Take every line in the entries that includes the word "discussions" and copy it.

Extracted information section start

PR #1046, opened 2024-11-13
Refine format of Concurrency-Safe Notifications

li-bei:
- Rename all `makeMessage(:Notification)` and `makeNotification(:Self)` to `makeMessage(_:)` and `makeNotification(_:)`, which using the correct Swift method signature style.
- Use `NSWorkspace.applicationUserInfoKey` instead of `"applicationUserInfoKey"`.
- Make all multi-line method definitions and calls using same style.


cthielen:
@li-bei Thanks, these are good improvements.

I'll incorporate these changes in our next revision to avoid churn during the review period.

PsychoH13:
There's a typo in the file you could fix as part of this PR:
```swift
    public struct WillLaunchApplication: NotificationCenter.MainActorMessage {
```

the W in WillLaunchApplication shouldn't be capitalized.

PR #1050, opened 2024-11-18
NSRange to Range<AttributedString.Index> conversion should be relative to sliced boundaries

jmschonfeld:
When converting an `NSRange` to a `Range<AttributedString.Index>` via our API, the conversion currently does not take the provided `AttributedStringProtocol`'s `startIndex`/`endIndex` into account. This means that the `NSRange`'s location is considered relative to the base's start for an `AttributedSubstring` rather than the substring's start, leading to conversion failing because the `NSRange` is often considered beyond the bounds of the slice.

This updates the conversion to operate on a slice of the underlying `BigString` so that the range calculation is performed from the slice's `startIndex` rather than the base's `startIndex`.


jmschonfeld:
@swift-ci please test

PR #1051, opened 2024-11-18
Improve performance for calling `Locale.identifier` from `NS/CFLocale`

itingliu:
- use @_effects(releasenone) to solemnly swear to the compiler that we won't release anything inside these getters, eliminating refcounting to call them

- micro-optimize identifierDoesNotRequireSpecialCaseHandling, allowing us to delete the cache of it without regressing perf

On the test app this goes from "so slow I didn't bother to see how long it takes to finish" to "finishes in around 1 second"

Resolves 137885111

Co-authored-by: @Catfish-Man


itingliu:
According to my measurement with the said test app: Before: ~13 seconds. After: ~0.4 seconds. So 32x of improvement

jmschonfeld (approved):

PR #1056, opened 2024-11-21
[android] fix the tm_zone access, which is nullable on Android

hyp:
Regression after https://github.com/swiftlang/swift-foundation/pull/1053


hyp:
The nullability annotation on Android appears to be correct, as there as some cases where `tm_zone` is set to NULL in Android's bionic

compnerd (approved):

jmschonfeld (approved):

PR #4292, opened 2023-04-21
Fix ReverseMap destination validation issue

### LINKED ISSUE #4291: ReverseMap validation doesn't work since 12.0.0
We used to use `CreateMap<>(MemberList.Destination).ReverseMap().ValidateMemberList(MemberList.Destination));` to make sure that the objects are identical.
This technique was working in 11.0.1 (and it is mentioned several times here and on SO), but it stopped working in 12.0.0. The Reverse validation doesn't seem to occur.

### Source/destination types

```csharp
    public class Source
    {
        public int SomeValue  { get; set; }
        public int SomeValue2 { get; set; }
    }

    public class Destination
    {
        public int SomeValue  { get; set; }
    }
```

### Mapping configuration

```csharp
        var configuration = new MapperConfiguration(cfg =>
                                    cfg.CreateMap<Source, Destination>(MemberList.Destination)
                                       .ReverseMap()
                                       .ValidateMemberList(MemberList.Destination));
```

### Expected behavior

AssertConfigurationIsValid() should throw, as `SomeValue2` is missing from the reverse mapping `<Destination, Source>` and we ask to validate the destination.
And it throws in 11.0.1

### Actual behavior

AssertConfigurationIsValid() doesn't throw.

killergege:
Fixes #4291 

As mentioned in the issue, I'm not sure why this check was added to the property, but removing it fixes that specific problem.


killergege:
@dotnet-policy-service agree

src/AutoMapper/TypeMap.cs
```diff
@@ -76,14 +76,7 @@ public static Exception MissingMapException(Type sourceType, Type destinationTyp
     public MemberList ConfiguredMemberList
     {
         get => (_details?.ConfiguredMemberList).GetValueOrDefault();
-        set
-        {
-            if (value == default)
```
lbargaoanu, line 81: The check is here to avoid creating `_details` in the default case for `CreateMap`. So we want that _and_ your use case to work. Somehow :)

src/UnitTests/Bug/ReverseMapDestinationMembersValidation.cs
```diff
@@ -0,0 +1,33 @@
+using Xunit;
+
+namespace AutoMapper.UnitTests.Bug
+{
+    namespace AddingConfigurationForNonMatchingDestinationMember
+    {
+        public class ReverseMapDestinationMembersValidationBug : NonValidatingSpecBase
```
lbargaoanu, line 7: Let's move this in ConfigurationValidation.cs.

src/UnitTests/Bug/ReverseMapDestinationMembersValidation.cs
```diff
@@ -0,0 +1,33 @@
...
+            protected override MapperConfiguration CreateConfiguration() => new(cfg =>
+            {
+                cfg.CreateMap<Source, Destination>(MemberList.Destination).ReverseMap()
+                    .ValidateMemberList(MemberList.Destination);
+            });
+
+            [Fact]
+            public void Should_show_configuration_error()
+            {
+                typeof(AutoMapperConfigurationException).ShouldBeThrownBy(AssertConfigurationIsValid);
```
lbargaoanu, line 29: We should also check that the initial map has no `_details`. That probably requires a new `TypeMap.HasDetails`.

lbargaoanu:
Try the [MyGet](https://docs.automapper.org/en/latest/The-MyGet-build.html) build.

PR #4304, opened 2023-06-14
Support mapping of polymorphic collection with abstract parent type

kvpt:
When mapping a polymorphic list with an abstract parent, the expression throw an exception on create.
It try to use a new expression of the abstract type which is not possible.
So replace it with a default value expression which is allowed and not throw an error.


src/UnitTests/Projection/ProjectAbstractWithInheritance.cs
lbargaoanu, line 1: This needs to be an integration test, running with a DB, [here](https://github.com/AutoMapper/AutoMapper/tree/master/src/IntegrationTests/Inheritance).

src/AutoMapper/QueryableExtensions/ProjectionBuilder.cs
```diff
@@ -64,7 +64,10 @@ public QueryExpressions CreateProjection(in ProjectionRequest request, LetProper
     QueryExpressions CreateProjection(in ProjectionRequest request, LetPropertyMaps letPropertyMaps, TypeMap typeMap, TypeMap[] polymorphicMaps)
     {
         var instanceParameter = Parameter(request.SourceType, "dto" + request.SourceType.Name);
-        var projection = CreateProjectionCore(request, instanceParameter, typeMap, letPropertyMaps);
+        var projection = !typeMap.DestinationType.IsAbstract
```
lbargaoanu, line 67: A better fix is to simply skip abstract types when computing polymorphic maps.

kvpt: I disagree with that, or perhaps I don't see how to do it this way at this level.
Because the abstract type mapping don't come from the polymorphic map but from the EnumerableProjectionMapper.Project method.
This is because it is this abstract type that is used for the collection property in the entity.

lbargaoanu: I guess both make sense, projecting to an abstract type when there are included maps and also including an abstract map, presumably for configuration reuse.

PR #4307, opened 2023-06-23
Use `TryAdd` in `OpenTypeMapConfigs`

tiasmt:
Summary of the changes
 - Use `TryAdd` when adding to `OpenTypeMapConfigs`, to prevent exception being thrown when not calling `AssertConfigurationIsValid`.


lbargaoanu:
Let's start over. Open an issue with a repro.

PR #4320, opened 2023-07-19
Add integration test case

kvpt:
Add an integration test case reproducing the issue with polymorphic element projection.

### DIFF
--- a/src/IntegrationTests/Inheritance/ProjectToAbstractTypeWithInheritance.cs
+++ b/src/IntegrationTests/Inheritance/ProjectToAbstractTypeWithInheritance.cs
@@ -14,11 +14,18 @@ public class ProjectToAbstractTypeWithInheritance : IntegrationTest<ProjectToAbs
         public string Name { get; set; }
         public int StepGroupId { get; set; }
         public virtual StepGroup StepGroup { get; set; }
+        public virtual ICollection<StepInput> StepInputs { get; set; } = new HashSet<StepInput>();
     }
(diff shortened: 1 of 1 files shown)


src/IntegrationTests/Inheritance/ProjectToAbstractTypeWithInheritance.cs
```diff
@@ -89,6 +113,14 @@ protected override void Seed(Context context)
                 }
             });
 
+            context.SaveChanges();
```
lbargaoanu, line 116: I don't think this is needed.

src/IntegrationTests/Inheritance/ProjectToAbstractTypeWithInheritance.cs
```diff
@@ -98,7 +130,15 @@ public void ProjectCollectionWithElementInheritingAbstractClass()
     {
         using var context = new Context();
         var steps = ProjectTo<StepGroupModel>(context.StepGroups).Single().Steps;
-        steps[0].ShouldBeOfType<CheckingStepModel>().Name.ShouldBe("CheckingStep");
-        steps[1].ShouldBeOfType<InstructionStepModel>().Name.ShouldBe("InstructionStep");
+        steps[0].ShouldBeOfType<CheckingStepModel>();
```
lbargaoanu, line 133: Revert this and modify the other test in the same direction.

lbargaoanu (changes requested):

PR #4327, opened 2023-08-03
add options to disable and override ExplicitExpansion

Angelinsky7:
replace #4326
Pr to implement https://github.com/AutoMapper/AutoMapper/discussions/4325
from discussion from here : https://github.com/AutoMapper/AutoMapper/discussions/4323


Angelinsky7:
@lbargaoanu i think i corrected almost everything. (apart from the override parameter that i really would like to talk about)

src/IntegrationTests/ExplicitExpansion/DisableExplicitExpansion.cs
```diff
@@ -0,0 +1,111 @@
...
+    public class Context : LocalDbContext {
+        public DbSet<Entity> Entities { get; set; }
+    }
+    public class DatabaseInitializer : DropCreateDatabaseAlways<Context> {
+        protected override void Seed(Context context) {
+            context.Entities.Add(new() { Name = "Name" });
+            base.Seed(context);
+        }
+    }
+    protected override MapperConfiguration CreateConfiguration() => new(c => c.CreateProjection<Entity, Dto>().ForCtorParam("Name", o => o.ExplicitExpansion(false)));
```
lbargaoanu, line 102: This should use mapping inheritance, the same as the test below.

Angelinsky7: @lbargaoanu i added a new test for constructor mapping with inheritance (sorry for the long delay i needed to change my computer)

Angelinsky7:
if you do that, you loose all the advantage of doing this pr !
i don't understand why you would want to make all user need to change all their code by needing to pass a value (it breaks compatibility)

lbargaoanu:
Obviosly it doesn't, all the existing tests pass.

Angelinsky7:
@lbargaoanu for the matter of this, i'm against this pr in this state...

Angelinsky7:
@lbargaoanu yeah of course you removed all my tests :-)

lbargaoanu:
Well, that's what's needed here. The `ForAllMembers` stuff is `ForAllOtherMembers` in disguise, nothing that makes sense for AM. If you want that, just add an `if` as I've already said.

Angelinsky7:
i'm sorry but you didn't understand my usecase and why i was doing this pr... and your solution doesn't work.

Angelinsky7:
but again, don't bother

PR #4328, opened 2023-08-04
Private methods that don't access any instance members were made `static`

Lehonti:


lbargaoanu:
Kind of irelevant.

Lehonti:
Not irrelevant. You can use that to determine which methods you can safely refactor out of the class, into utility classes, for example.

lbargaoanu:
That's not the case here. These methods are static by accident.

PR #4341, opened 2023-09-01
add missing creation of mapper local var in example

jamesmanning:
made the change through the github we ui, I guess it added an EOL or something for the last line to change.


lbargaoanu:
It;s not relevent where the mapper is coming from.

Extracted information section end

--- Task answer ---
Pr to implement https://github.com/AutoMapper/AutoMapper/discussions/4325
from discussion from here : https://github.com/AutoMapper/AutoMapper/discussions/4323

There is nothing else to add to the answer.